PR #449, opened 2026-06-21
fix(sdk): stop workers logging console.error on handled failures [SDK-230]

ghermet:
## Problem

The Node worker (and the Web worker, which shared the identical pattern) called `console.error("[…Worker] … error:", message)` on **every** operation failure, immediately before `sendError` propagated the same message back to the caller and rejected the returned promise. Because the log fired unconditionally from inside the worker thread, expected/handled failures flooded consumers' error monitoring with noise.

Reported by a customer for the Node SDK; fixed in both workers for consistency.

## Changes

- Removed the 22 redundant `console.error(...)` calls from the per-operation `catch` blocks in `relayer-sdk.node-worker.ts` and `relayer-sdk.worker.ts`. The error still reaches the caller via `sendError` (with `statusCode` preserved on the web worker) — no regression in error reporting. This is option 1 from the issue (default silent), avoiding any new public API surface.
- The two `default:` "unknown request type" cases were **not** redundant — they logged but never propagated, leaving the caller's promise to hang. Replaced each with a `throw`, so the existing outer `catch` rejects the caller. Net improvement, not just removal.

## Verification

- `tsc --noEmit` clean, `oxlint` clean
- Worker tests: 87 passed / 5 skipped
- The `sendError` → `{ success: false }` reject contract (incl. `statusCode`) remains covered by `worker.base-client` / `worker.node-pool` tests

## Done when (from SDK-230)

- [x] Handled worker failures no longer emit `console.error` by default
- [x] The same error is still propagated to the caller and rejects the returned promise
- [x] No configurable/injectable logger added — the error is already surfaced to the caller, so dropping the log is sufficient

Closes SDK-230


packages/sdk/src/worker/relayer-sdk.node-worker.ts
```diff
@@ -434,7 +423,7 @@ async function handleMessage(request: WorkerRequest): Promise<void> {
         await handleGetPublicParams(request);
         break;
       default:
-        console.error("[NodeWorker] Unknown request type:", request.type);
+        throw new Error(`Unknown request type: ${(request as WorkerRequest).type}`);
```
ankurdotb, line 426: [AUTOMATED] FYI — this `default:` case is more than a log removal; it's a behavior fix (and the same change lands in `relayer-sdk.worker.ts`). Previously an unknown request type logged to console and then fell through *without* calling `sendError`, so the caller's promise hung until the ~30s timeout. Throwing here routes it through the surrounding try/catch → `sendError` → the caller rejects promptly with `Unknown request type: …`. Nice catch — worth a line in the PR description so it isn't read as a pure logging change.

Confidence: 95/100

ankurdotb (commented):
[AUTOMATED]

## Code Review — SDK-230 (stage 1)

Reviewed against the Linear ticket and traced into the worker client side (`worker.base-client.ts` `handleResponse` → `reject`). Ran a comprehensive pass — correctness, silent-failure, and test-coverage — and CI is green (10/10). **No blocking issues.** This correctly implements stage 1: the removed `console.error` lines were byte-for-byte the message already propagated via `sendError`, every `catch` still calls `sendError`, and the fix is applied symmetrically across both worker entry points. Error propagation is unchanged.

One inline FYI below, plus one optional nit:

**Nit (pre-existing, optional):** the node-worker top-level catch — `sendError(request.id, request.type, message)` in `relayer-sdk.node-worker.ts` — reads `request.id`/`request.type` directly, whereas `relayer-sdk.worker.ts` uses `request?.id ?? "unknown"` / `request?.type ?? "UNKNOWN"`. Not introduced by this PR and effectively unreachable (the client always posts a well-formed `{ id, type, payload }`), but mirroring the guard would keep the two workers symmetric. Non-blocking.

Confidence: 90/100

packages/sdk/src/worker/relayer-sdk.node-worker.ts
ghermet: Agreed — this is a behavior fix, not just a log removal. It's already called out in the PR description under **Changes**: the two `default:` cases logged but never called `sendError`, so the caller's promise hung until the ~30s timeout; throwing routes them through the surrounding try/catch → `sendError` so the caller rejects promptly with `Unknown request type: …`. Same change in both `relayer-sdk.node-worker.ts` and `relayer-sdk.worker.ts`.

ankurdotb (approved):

§ §

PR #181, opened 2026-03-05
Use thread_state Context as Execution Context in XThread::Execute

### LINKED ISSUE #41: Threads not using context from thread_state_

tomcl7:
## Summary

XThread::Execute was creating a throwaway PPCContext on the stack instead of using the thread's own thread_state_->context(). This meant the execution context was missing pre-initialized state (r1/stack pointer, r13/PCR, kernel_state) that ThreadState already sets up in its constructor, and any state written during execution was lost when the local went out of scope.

§ §

• [Your task] Write out exactly the lines above between the line with "- [x] Handled" and the line with "## Code Review — SDK-230 (stage 1)", inclusive, and nothing beyond them.

• [Worked solution]
- [x] Handled worker failures no longer emit `console.error` by default
- [x] The same error is still propagated to the caller and rejects the returned promise
- [x] No configurable/injectable logger added — the error is already surfaced to the caller, so dropping the log is sufficient

Closes SDK-230


packages/sdk/src/worker/relayer-sdk.node-worker.ts
```diff
@@ -434,7 +423,7 @@ async function handleMessage(request: WorkerRequest): Promise<void> {
         await handleGetPublicParams(request);
         break;
       default:
-        console.error("[NodeWorker] Unknown request type:", request.type);
+        throw new Error(`Unknown request type: ${(request as WorkerRequest).type}`);
```
ankurdotb, line 426: [AUTOMATED] FYI — this `default:` case is more than a log removal; it's a behavior fix (and the same change lands in `relayer-sdk.worker.ts`). Previously an unknown request type logged to console and then fell through *without* calling `sendError`, so the caller's promise hung until the ~30s timeout. Throwing here routes it through the surrounding try/catch → `sendError` → the caller rejects promptly with `Unknown request type: …`. Nice catch — worth a line in the PR description so it isn't read as a pure logging change.

Confidence: 95/100

ankurdotb (commented):
[AUTOMATED]

## Code Review — SDK-230 (stage 1)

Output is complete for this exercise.